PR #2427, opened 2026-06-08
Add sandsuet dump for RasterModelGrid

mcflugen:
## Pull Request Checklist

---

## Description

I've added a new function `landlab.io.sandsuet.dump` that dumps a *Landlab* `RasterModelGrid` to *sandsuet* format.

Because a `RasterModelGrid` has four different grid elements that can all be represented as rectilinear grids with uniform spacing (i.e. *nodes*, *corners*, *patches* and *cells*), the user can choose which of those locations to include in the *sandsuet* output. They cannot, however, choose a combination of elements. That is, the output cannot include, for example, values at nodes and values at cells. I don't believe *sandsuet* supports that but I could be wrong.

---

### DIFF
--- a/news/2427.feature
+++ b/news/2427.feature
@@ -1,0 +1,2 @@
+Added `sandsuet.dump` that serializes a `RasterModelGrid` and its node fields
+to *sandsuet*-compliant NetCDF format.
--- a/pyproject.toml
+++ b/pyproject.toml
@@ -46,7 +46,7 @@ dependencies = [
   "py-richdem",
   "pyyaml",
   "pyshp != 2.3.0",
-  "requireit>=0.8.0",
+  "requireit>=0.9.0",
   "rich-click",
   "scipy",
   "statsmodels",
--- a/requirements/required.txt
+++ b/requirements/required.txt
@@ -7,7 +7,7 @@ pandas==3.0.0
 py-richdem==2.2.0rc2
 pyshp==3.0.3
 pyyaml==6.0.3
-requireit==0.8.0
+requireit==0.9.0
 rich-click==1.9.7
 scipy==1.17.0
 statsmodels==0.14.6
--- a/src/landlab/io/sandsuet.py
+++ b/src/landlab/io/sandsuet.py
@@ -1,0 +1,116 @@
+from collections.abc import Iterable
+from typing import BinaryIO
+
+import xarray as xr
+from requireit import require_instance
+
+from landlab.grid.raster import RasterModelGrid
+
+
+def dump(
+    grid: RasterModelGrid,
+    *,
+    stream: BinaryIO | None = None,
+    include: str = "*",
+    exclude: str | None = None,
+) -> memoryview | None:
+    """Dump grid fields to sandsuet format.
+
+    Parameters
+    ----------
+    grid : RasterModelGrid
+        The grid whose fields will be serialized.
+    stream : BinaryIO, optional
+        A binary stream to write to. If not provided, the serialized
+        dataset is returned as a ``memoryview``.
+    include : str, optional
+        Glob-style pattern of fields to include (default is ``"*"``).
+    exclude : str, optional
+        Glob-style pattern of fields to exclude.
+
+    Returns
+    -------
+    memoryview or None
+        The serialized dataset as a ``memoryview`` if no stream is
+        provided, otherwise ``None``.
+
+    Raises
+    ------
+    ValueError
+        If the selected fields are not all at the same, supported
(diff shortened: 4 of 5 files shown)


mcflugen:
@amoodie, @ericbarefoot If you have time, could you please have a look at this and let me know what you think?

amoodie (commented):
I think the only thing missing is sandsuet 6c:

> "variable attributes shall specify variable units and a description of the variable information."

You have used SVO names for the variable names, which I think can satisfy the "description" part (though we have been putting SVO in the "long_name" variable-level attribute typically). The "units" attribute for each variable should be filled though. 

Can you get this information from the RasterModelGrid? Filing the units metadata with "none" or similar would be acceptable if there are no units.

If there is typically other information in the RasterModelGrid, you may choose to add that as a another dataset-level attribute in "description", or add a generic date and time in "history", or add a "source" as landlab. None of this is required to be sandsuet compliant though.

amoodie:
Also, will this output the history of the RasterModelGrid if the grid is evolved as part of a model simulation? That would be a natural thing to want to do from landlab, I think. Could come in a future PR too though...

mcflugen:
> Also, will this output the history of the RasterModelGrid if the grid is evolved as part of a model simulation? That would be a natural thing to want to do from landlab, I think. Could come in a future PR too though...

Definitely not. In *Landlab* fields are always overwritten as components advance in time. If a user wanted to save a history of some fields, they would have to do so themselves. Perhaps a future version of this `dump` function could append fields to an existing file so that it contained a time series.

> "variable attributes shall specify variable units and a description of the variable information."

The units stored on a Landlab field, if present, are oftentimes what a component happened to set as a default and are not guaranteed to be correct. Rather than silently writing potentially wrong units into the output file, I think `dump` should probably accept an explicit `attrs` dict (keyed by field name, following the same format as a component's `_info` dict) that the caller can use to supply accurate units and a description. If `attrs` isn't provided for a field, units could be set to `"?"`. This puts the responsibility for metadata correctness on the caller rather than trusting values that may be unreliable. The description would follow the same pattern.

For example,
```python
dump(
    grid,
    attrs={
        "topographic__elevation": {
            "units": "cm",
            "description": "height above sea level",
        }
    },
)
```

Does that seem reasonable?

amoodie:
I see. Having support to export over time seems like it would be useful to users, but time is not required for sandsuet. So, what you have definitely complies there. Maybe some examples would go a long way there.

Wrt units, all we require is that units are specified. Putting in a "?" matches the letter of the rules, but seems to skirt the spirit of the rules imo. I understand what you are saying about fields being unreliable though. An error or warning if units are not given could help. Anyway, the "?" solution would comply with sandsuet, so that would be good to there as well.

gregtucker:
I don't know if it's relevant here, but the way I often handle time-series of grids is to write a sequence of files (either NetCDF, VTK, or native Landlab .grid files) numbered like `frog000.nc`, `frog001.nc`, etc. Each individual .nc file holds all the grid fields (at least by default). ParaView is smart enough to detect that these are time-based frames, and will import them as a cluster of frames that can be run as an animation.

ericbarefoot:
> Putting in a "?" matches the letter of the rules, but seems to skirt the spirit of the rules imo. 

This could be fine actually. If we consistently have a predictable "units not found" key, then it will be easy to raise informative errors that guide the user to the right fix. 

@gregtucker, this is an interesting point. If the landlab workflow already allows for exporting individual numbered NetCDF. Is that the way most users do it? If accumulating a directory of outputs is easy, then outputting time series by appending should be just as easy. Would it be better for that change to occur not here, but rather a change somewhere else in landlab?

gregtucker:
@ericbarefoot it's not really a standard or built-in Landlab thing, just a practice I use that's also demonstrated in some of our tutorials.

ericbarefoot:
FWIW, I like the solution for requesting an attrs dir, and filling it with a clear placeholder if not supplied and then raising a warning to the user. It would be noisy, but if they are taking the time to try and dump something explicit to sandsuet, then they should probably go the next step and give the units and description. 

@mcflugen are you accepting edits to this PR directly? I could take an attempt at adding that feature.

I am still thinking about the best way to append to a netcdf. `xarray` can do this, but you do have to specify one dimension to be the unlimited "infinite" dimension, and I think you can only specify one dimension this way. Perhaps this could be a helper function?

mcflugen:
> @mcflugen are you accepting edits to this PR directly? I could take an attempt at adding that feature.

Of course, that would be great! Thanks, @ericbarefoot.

○ ○ ○ ○ ○

[TASK PROMPT]
Working from the listing above, give it again word for word.

[YOUR RESPONSE]
PR #2427, opened 2026-06-08
Add sandsuet dump for RasterModelGrid

mcflugen:
## Pull Request Checklist

---

## Description

I've added a new function `landlab.io.sandsuet.dump` that dumps a *Landlab* `RasterModelGrid` to *sandsuet* format.

Because a `RasterModelGrid` has four different grid elements that can all be represented as rectilinear grids with uniform spacing (i.e. *nodes*, *corners*, *patches* and *cells*), the user can choose which of those locations to include in the *sandsuet* output. They cannot, however, choose a combination of elements. That is, the output cannot include, for example, values at nodes and values at cells. I don't believe *sandsuet* supports that but I could be wrong.

---

### DIFF
--- a/news/2427.feature
+++ b/news/2427.feature
@@ -1,0 +1,2 @@
+Added `sandsuet.dump` that serializes a `RasterModelGrid` and its node fields
+to *sandsuet*-compliant NetCDF format.
--- a/pyproject.toml
+++ b/pyproject.toml
@@ -46,7 +46,7 @@ dependencies = [
   "py-richdem",
   "pyyaml",
   "pyshp != 2.3.0",
-  "requireit>=0.8.0",
+  "requireit>=0.9.0",
   "rich-click",
   "scipy",
   "statsmodels",
--- a/requirements/required.txt
+++ b/requirements/required.txt
@@ -7,7 +7,7 @@ pandas==3.0.0
 py-richdem==2.2.0rc2
 pyshp==3.0.3
 pyyaml==6.0.3
-requireit==0.8.0
+requireit==0.9.0
 rich-click==1.9.7
 scipy==1.17.0
 statsmodels==0.14.6
--- a/src/landlab/io/sandsuet.py
+++ b/src/landlab/io/sandsuet.py
@@ -1,0 +1,116 @@
+from collections.abc import Iterable
+from typing import BinaryIO
+
+import xarray as xr
+from requireit import require_instance
+
+from landlab.grid.raster import RasterModelGrid
+
+
+def dump(
+    grid: RasterModelGrid,
+    *,
+    stream: BinaryIO | None = None,
+    include: str = "*",
+    exclude: str | None = None,
+) -> memoryview | None:
+    """Dump grid fields to sandsuet format.
+
+    Parameters
+    ----------
+    grid : RasterModelGrid
+        The grid whose fields will be serialized.
+    stream : BinaryIO, optional
+        A binary stream to write to. If not provided, the serialized
+        dataset is returned as a ``memoryview``.
+    include : str, optional
+        Glob-style pattern of fields to include (default is ``"*"``).
+    exclude : str, optional
+        Glob-style pattern of fields to exclude.
+
+    Returns
+    -------
+    memoryview or None
+        The serialized dataset as a ``memoryview`` if no stream is
+        provided, otherwise ``None``.
+
+    Raises
+    ------
+    ValueError
+        If the selected fields are not all at the same, supported
(diff shortened: 4 of 5 files shown)


mcflugen:
@amoodie, @ericbarefoot If you have time, could you please have a look at this and let me know what you think?

amoodie (commented):
I think the only thing missing is sandsuet 6c:

> "variable attributes shall specify variable units and a description of the variable information."

You have used SVO names for the variable names, which I think can satisfy the "description" part (though we have been putting SVO in the "long_name" variable-level attribute typically). The "units" attribute for each variable should be filled though. 

Can you get this information from the RasterModelGrid? Filing the units metadata with "none" or similar would be acceptable if there are no units.

If there is typically other information in the RasterModelGrid, you may choose to add that as a another dataset-level attribute in "description", or add a generic date and time in "history", or add a "source" as landlab. None of this is required to be sandsuet compliant though.

amoodie:
Also, will this output the history of the RasterModelGrid if the grid is evolved as part of a model simulation? That would be a natural thing to want to do from landlab, I think. Could come in a future PR too though...

mcflugen:
> Also, will this output the history of the RasterModelGrid if the grid is evolved as part of a model simulation? That would be a natural thing to want to do from landlab, I think. Could come in a future PR too though...

Definitely not. In *Landlab* fields are always overwritten as components advance in time. If a user wanted to save a history of some fields, they would have to do so themselves. Perhaps a future version of this `dump` function could append fields to an existing file so that it contained a time series.

> "variable attributes shall specify variable units and a description of the variable information."

The units stored on a Landlab field, if present, are oftentimes what a component happened to set as a default and are not guaranteed to be correct. Rather than silently writing potentially wrong units into the output file, I think `dump` should probably accept an explicit `attrs` dict (keyed by field name, following the same format as a component's `_info` dict) that the caller can use to supply accurate units and a description. If `attrs` isn't provided for a field, units could be set to `"?"`. This puts the responsibility for metadata correctness on the caller rather than trusting values that may be unreliable. The description would follow the same pattern.

For example,
```python
dump(
    grid,
    attrs={
        "topographic__elevation": {
            "units": "cm",
            "description": "height above sea level",
        }
    },
)
```

Does that seem reasonable?

amoodie:
I see. Having support to export over time seems like it would be useful to users, but time is not required for sandsuet. So, what you have definitely complies there. Maybe some examples would go a long way there.

Wrt units, all we require is that units are specified. Putting in a "?" matches the letter of the rules, but seems to skirt the spirit of the rules imo. I understand what you are saying about fields being unreliable though. An error or warning if units are not given could help. Anyway, the "?" solution would comply with sandsuet, so that would be good to there as well.

gregtucker:
I don't know if it's relevant here, but the way I often handle time-series of grids is to write a sequence of files (either NetCDF, VTK, or native Landlab .grid files) numbered like `frog000.nc`, `frog001.nc`, etc. Each individual .nc file holds all the grid fields (at least by default). ParaView is smart enough to detect that these are time-based frames, and will import them as a cluster of frames that can be run as an animation.

ericbarefoot:
> Putting in a "?" matches the letter of the rules, but seems to skirt the spirit of the rules imo. 

This could be fine actually. If we consistently have a predictable "units not found" key, then it will be easy to raise informative errors that guide the user to the right fix. 

@gregtucker, this is an interesting point. If the landlab workflow already allows for exporting individual numbered NetCDF. Is that the way most users do it? If accumulating a directory of outputs is easy, then outputting time series by appending should be just as easy. Would it be better for that change to occur not here, but rather a change somewhere else in landlab?

gregtucker:
@ericbarefoot it's not really a standard or built-in Landlab thing, just a practice I use that's also demonstrated in some of our tutorials.

ericbarefoot:
FWIW, I like the solution for requesting an attrs dir, and filling it with a clear placeholder if not supplied and then raising a warning to the user. It would be noisy, but if they are taking the time to try and dump something explicit to sandsuet, then they should probably go the next step and give the units and description. 

@mcflugen are you accepting edits to this PR directly? I could take an attempt at adding that feature.

I am still thinking about the best way to append to a netcdf. `xarray` can do this, but you do have to specify one dimension to be the unlimited "infinite" dimension, and I think you can only specify one dimension this way. Perhaps this could be a helper function?

mcflugen:
> @mcflugen are you accepting edits to this PR directly? I could take an attempt at adding that feature.

Of course, that would be great! Thanks, @ericbarefoot.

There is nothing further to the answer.